::: Input for this task :::

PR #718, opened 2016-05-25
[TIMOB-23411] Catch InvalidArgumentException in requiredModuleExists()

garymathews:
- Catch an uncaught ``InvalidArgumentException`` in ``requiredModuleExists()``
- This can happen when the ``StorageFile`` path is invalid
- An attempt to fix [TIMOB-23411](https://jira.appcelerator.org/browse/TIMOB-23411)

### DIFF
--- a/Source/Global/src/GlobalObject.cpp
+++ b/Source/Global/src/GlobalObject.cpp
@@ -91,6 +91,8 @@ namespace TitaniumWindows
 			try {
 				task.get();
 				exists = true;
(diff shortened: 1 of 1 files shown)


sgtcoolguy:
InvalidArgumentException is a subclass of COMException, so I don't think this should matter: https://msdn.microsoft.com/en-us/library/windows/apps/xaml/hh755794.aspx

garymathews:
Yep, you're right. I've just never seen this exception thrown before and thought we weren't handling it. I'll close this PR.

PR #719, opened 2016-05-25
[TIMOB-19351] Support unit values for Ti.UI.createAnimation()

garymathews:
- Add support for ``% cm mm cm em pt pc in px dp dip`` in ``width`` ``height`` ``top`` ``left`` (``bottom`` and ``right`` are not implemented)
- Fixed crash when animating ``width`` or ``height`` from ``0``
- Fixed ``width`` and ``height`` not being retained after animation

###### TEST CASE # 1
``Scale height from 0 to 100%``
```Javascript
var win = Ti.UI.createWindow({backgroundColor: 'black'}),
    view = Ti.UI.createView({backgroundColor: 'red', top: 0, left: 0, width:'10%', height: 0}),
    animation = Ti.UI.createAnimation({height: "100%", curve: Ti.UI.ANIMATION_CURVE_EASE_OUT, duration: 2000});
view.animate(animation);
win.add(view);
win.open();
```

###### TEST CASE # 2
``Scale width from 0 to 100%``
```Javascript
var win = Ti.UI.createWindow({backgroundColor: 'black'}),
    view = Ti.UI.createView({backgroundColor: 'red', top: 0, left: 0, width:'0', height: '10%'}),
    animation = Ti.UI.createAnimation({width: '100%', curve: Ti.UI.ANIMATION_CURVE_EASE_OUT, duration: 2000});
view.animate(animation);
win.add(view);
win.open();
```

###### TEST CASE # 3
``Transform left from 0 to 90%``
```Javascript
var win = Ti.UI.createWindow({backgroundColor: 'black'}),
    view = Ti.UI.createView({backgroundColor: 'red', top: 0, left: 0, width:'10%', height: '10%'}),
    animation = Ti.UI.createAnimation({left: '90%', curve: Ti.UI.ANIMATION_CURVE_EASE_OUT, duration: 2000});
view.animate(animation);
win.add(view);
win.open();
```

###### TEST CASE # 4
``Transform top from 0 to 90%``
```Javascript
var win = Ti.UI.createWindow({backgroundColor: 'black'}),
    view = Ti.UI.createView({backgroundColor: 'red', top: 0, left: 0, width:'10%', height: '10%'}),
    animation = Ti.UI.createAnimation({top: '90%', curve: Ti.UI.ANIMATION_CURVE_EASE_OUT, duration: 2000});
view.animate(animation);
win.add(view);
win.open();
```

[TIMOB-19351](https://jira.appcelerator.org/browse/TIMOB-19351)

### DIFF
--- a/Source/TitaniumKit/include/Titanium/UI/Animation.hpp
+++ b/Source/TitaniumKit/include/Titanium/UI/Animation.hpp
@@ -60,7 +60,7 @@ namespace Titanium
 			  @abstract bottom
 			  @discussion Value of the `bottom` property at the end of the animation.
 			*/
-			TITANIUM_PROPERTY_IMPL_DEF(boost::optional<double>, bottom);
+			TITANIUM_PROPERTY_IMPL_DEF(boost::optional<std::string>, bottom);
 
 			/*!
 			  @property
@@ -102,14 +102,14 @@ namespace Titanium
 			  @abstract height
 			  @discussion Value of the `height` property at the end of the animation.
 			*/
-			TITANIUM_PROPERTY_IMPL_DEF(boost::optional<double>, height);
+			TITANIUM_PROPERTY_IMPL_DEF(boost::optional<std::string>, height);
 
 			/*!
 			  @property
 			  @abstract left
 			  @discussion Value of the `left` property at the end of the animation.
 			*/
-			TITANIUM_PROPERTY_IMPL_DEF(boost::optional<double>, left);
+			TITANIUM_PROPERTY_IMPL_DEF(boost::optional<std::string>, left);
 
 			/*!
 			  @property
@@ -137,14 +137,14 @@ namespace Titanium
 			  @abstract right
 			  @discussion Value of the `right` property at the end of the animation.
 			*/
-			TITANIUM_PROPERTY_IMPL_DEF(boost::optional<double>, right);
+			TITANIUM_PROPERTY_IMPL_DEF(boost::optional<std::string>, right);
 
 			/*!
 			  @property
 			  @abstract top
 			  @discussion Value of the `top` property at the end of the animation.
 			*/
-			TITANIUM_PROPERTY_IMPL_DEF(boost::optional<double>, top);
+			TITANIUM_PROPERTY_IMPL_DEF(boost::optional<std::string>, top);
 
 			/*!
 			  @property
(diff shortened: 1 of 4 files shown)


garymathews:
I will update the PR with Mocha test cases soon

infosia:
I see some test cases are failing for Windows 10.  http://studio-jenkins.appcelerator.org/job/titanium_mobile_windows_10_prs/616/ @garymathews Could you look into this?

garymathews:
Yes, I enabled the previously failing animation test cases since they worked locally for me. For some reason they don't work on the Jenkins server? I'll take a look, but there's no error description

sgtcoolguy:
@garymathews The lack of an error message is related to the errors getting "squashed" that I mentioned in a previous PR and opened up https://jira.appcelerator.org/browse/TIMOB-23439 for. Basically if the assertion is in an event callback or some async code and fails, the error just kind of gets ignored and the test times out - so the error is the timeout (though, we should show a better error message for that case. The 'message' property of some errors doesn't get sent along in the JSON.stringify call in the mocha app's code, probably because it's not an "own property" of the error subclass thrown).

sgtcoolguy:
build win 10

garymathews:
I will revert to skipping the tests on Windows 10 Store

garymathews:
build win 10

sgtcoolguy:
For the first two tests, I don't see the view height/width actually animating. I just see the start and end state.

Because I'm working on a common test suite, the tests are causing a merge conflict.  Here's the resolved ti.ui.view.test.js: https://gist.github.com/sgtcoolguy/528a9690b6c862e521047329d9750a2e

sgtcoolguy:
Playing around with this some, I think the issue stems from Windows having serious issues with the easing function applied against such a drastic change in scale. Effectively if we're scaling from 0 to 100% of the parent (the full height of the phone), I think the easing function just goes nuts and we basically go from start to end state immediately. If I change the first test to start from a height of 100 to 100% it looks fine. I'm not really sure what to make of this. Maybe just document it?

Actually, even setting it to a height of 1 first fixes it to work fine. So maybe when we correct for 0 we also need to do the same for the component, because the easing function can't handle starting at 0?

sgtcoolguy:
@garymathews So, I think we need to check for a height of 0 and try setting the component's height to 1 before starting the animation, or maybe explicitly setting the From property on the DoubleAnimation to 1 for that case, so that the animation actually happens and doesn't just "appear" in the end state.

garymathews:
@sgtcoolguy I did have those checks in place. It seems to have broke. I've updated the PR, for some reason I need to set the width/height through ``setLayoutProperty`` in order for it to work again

:::

(Instructions to follow): Exactly reproduce every line of the records.

(Solved problem):
PR #718, opened 2016-05-25
[TIMOB-23411] Catch InvalidArgumentException in requiredModuleExists()

garymathews:
- Catch an uncaught ``InvalidArgumentException`` in ``requiredModuleExists()``
- This can happen when the ``StorageFile`` path is invalid
- An attempt to fix [TIMOB-23411](https://jira.appcelerator.org/browse/TIMOB-23411)

### DIFF
--- a/Source/Global/src/GlobalObject.cpp
+++ b/Source/Global/src/GlobalObject.cpp
@@ -91,6 +91,8 @@ namespace TitaniumWindows
 			try {
 				task.get();
 				exists = true;
(diff shortened: 1 of 1 files shown)


sgtcoolguy:
InvalidArgumentException is a subclass of COMException, so I don't think this should matter: https://msdn.microsoft.com/en-us/library/windows/apps/xaml/hh755794.aspx

garymathews:
Yep, you're right. I've just never seen this exception thrown before and thought we weren't handling it. I'll close this PR.

PR #719, opened 2016-05-25
[TIMOB-19351] Support unit values for Ti.UI.createAnimation()

garymathews:
- Add support for ``% cm mm cm em pt pc in px dp dip`` in ``width`` ``height`` ``top`` ``left`` (``bottom`` and ``right`` are not implemented)
- Fixed crash when animating ``width`` or ``height`` from ``0``
- Fixed ``width`` and ``height`` not being retained after animation

###### TEST CASE # 1
``Scale height from 0 to 100%``
```Javascript
var win = Ti.UI.createWindow({backgroundColor: 'black'}),
    view = Ti.UI.createView({backgroundColor: 'red', top: 0, left: 0, width:'10%', height: 0}),
    animation = Ti.UI.createAnimation({height: "100%", curve: Ti.UI.ANIMATION_CURVE_EASE_OUT, duration: 2000});
view.animate(animation);
win.add(view);
win.open();
```

###### TEST CASE # 2
``Scale width from 0 to 100%``
```Javascript
var win = Ti.UI.createWindow({backgroundColor: 'black'}),
    view = Ti.UI.createView({backgroundColor: 'red', top: 0, left: 0, width:'0', height: '10%'}),
    animation = Ti.UI.createAnimation({width: '100%', curve: Ti.UI.ANIMATION_CURVE_EASE_OUT, duration: 2000});
view.animate(animation);
win.add(view);
win.open();
```

###### TEST CASE # 3
``Transform left from 0 to 90%``
```Javascript
var win = Ti.UI.createWindow({backgroundColor: 'black'}),
    view = Ti.UI.createView({backgroundColor: 'red', top: 0, left: 0, width:'10%', height: '10%'}),
    animation = Ti.UI.createAnimation({left: '90%', curve: Ti.UI.ANIMATION_CURVE_EASE_OUT, duration: 2000});
view.animate(animation);
win.add(view);
win.open();
```

###### TEST CASE # 4
``Transform top from 0 to 90%``
```Javascript
var win = Ti.UI.createWindow({backgroundColor: 'black'}),
    view = Ti.UI.createView({backgroundColor: 'red', top: 0, left: 0, width:'10%', height: '10%'}),
    animation = Ti.UI.createAnimation({top: '90%', curve: Ti.UI.ANIMATION_CURVE_EASE_OUT, duration: 2000});
view.animate(animation);
win.add(view);
win.open();
```

[TIMOB-19351](https://jira.appcelerator.org/browse/TIMOB-19351)

### DIFF
--- a/Source/TitaniumKit/include/Titanium/UI/Animation.hpp
+++ b/Source/TitaniumKit/include/Titanium/UI/Animation.hpp
@@ -60,7 +60,7 @@ namespace Titanium
 			  @abstract bottom
 			  @discussion Value of the `bottom` property at the end of the animation.
 			*/
-			TITANIUM_PROPERTY_IMPL_DEF(boost::optional<double>, bottom);
+			TITANIUM_PROPERTY_IMPL_DEF(boost::optional<std::string>, bottom);
 
 			/*!
 			  @property
@@ -102,14 +102,14 @@ namespace Titanium
 			  @abstract height
 			  @discussion Value of the `height` property at the end of the animation.
 			*/
-			TITANIUM_PROPERTY_IMPL_DEF(boost::optional<double>, height);
+			TITANIUM_PROPERTY_IMPL_DEF(boost::optional<std::string>, height);
 
 			/*!
 			  @property
 			  @abstract left
 			  @discussion Value of the `left` property at the end of the animation.
 			*/
-			TITANIUM_PROPERTY_IMPL_DEF(boost::optional<double>, left);
+			TITANIUM_PROPERTY_IMPL_DEF(boost::optional<std::string>, left);
 
 			/*!
 			  @property
@@ -137,14 +137,14 @@ namespace Titanium
 			  @abstract right
 			  @discussion Value of the `right` property at the end of the animation.
 			*/
-			TITANIUM_PROPERTY_IMPL_DEF(boost::optional<double>, right);
+			TITANIUM_PROPERTY_IMPL_DEF(boost::optional<std::string>, right);
 
 			/*!
 			  @property
 			  @abstract top
 			  @discussion Value of the `top` property at the end of the animation.
 			*/
-			TITANIUM_PROPERTY_IMPL_DEF(boost::optional<double>, top);
+			TITANIUM_PROPERTY_IMPL_DEF(boost::optional<std::string>, top);
 
 			/*!
 			  @property
(diff shortened: 1 of 4 files shown)


garymathews:
I will update the PR with Mocha test cases soon

infosia:
I see some test cases are failing for Windows 10.  http://studio-jenkins.appcelerator.org/job/titanium_mobile_windows_10_prs/616/ @garymathews Could you look into this?

garymathews:
Yes, I enabled the previously failing animation test cases since they worked locally for me. For some reason they don't work on the Jenkins server? I'll take a look, but there's no error description

sgtcoolguy:
@garymathews The lack of an error message is related to the errors getting "squashed" that I mentioned in a previous PR and opened up https://jira.appcelerator.org/browse/TIMOB-23439 for. Basically if the assertion is in an event callback or some async code and fails, the error just kind of gets ignored and the test times out - so the error is the timeout (though, we should show a better error message for that case. The 'message' property of some errors doesn't get sent along in the JSON.stringify call in the mocha app's code, probably because it's not an "own property" of the error subclass thrown).

sgtcoolguy:
build win 10

garymathews:
I will revert to skipping the tests on Windows 10 Store

garymathews:
build win 10

sgtcoolguy:
For the first two tests, I don't see the view height/width actually animating. I just see the start and end state.

Because I'm working on a common test suite, the tests are causing a merge conflict.  Here's the resolved ti.ui.view.test.js: https://gist.github.com/sgtcoolguy/528a9690b6c862e521047329d9750a2e

sgtcoolguy:
Playing around with this some, I think the issue stems from Windows having serious issues with the easing function applied against such a drastic change in scale. Effectively if we're scaling from 0 to 100% of the parent (the full height of the phone), I think the easing function just goes nuts and we basically go from start to end state immediately. If I change the first test to start from a height of 100 to 100% it looks fine. I'm not really sure what to make of this. Maybe just document it?

Actually, even setting it to a height of 1 first fixes it to work fine. So maybe when we correct for 0 we also need to do the same for the component, because the easing function can't handle starting at 0?

sgtcoolguy:
@garymathews So, I think we need to check for a height of 0 and try setting the component's height to 1 before starting the animation, or maybe explicitly setting the From property on the DoubleAnimation to 1 for that case, so that the animation actually happens and doesn't just "appear" in the end state.

garymathews:
@sgtcoolguy I did have those checks in place. It seems to have broke. I've updated the PR, for some reason I need to set the width/height through ``setLayoutProperty`` in order for it to work again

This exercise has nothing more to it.